» WORK ITEM: Show all lines from the records below in which the string "EncodingConversion" is present.

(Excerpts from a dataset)
*-*-*
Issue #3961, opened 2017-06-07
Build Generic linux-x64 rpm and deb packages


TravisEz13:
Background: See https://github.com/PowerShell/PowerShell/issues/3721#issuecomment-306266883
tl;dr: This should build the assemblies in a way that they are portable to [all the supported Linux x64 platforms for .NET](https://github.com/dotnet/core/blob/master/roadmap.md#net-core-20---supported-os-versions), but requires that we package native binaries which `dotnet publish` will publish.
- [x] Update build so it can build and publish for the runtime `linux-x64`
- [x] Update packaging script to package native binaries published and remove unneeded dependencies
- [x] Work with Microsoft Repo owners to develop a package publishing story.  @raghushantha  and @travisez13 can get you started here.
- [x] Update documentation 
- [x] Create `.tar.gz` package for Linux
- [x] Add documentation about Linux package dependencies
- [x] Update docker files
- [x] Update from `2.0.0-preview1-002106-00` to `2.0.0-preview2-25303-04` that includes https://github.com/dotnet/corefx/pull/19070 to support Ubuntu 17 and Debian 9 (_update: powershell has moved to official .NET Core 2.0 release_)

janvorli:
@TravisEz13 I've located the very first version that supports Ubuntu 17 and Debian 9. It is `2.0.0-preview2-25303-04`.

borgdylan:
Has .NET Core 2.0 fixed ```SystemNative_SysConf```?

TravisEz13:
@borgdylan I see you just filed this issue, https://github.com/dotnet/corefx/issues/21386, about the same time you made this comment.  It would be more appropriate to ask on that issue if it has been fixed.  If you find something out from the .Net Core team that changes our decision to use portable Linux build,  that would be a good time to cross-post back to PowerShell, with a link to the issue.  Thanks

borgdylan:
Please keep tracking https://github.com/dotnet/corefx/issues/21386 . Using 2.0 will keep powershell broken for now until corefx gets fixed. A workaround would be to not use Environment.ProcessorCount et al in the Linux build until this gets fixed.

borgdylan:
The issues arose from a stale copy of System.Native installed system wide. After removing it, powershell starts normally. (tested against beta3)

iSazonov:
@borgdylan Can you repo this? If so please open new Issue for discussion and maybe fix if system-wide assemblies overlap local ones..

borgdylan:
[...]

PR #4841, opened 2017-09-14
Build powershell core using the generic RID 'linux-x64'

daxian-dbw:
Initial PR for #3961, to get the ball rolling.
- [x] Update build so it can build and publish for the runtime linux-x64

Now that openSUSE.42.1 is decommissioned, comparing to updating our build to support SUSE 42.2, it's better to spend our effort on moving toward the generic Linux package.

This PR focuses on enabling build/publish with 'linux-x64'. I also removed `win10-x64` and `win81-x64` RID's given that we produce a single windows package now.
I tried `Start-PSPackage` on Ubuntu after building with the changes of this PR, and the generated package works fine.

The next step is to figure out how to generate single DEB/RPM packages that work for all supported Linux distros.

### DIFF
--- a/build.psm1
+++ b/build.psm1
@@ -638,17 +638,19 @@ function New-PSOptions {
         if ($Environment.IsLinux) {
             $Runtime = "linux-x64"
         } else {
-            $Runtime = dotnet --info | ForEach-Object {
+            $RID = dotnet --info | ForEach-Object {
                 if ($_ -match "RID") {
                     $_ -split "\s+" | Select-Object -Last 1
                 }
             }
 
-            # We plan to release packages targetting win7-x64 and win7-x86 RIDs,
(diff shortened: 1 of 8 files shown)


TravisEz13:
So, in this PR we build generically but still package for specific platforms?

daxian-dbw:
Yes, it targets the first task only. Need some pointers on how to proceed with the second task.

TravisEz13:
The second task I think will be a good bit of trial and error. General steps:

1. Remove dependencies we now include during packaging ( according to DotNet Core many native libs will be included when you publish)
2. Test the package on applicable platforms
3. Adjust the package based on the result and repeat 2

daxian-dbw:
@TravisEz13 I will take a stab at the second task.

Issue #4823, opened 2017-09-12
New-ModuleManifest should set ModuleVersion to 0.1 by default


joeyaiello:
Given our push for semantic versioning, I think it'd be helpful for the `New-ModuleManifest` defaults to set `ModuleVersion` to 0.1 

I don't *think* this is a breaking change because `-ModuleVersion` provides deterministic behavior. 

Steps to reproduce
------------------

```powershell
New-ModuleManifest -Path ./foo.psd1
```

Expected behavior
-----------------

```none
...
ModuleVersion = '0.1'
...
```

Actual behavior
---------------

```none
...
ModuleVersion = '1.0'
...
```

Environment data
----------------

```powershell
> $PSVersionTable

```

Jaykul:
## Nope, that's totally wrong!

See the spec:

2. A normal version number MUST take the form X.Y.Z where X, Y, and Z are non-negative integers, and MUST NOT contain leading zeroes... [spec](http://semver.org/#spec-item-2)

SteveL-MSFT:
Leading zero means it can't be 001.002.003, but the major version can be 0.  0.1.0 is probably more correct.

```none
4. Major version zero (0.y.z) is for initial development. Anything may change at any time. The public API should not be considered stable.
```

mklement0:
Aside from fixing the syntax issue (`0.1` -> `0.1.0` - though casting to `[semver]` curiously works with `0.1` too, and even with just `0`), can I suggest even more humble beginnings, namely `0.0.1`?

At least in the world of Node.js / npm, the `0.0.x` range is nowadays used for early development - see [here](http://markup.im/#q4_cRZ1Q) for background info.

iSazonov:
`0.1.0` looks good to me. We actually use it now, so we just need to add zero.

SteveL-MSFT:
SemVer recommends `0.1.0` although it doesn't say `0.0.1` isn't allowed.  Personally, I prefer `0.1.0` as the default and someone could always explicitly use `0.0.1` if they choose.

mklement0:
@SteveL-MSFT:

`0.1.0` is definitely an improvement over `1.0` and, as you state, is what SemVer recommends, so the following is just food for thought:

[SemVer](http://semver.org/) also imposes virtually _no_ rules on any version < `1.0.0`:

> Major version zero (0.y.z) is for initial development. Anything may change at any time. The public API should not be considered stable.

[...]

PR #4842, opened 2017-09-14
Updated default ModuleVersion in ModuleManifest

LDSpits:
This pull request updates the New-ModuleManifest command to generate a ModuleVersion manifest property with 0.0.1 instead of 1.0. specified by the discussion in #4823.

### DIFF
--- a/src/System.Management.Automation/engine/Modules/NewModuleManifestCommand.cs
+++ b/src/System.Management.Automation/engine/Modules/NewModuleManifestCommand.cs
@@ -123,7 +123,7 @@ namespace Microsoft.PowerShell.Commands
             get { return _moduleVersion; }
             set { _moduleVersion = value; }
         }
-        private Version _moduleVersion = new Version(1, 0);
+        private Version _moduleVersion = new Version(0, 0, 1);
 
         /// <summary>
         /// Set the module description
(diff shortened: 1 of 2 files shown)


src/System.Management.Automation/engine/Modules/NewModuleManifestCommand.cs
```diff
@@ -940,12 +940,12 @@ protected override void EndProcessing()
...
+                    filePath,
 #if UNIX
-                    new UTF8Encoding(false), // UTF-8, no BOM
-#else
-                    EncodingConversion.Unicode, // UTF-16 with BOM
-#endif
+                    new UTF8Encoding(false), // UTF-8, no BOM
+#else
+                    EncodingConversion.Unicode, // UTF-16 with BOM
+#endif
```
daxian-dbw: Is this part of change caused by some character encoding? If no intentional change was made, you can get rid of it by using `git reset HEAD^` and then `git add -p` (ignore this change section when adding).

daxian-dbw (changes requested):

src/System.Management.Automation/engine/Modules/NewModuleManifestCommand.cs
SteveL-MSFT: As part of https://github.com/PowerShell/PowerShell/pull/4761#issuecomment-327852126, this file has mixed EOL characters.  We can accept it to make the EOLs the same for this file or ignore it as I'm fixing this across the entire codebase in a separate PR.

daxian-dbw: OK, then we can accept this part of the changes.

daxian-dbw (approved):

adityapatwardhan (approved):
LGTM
*-*-*
» ANSWER TO THE PROBLEM:
-                    EncodingConversion.Unicode, // UTF-16 with BOM
+                    EncodingConversion.Unicode, // UTF-16 with BOM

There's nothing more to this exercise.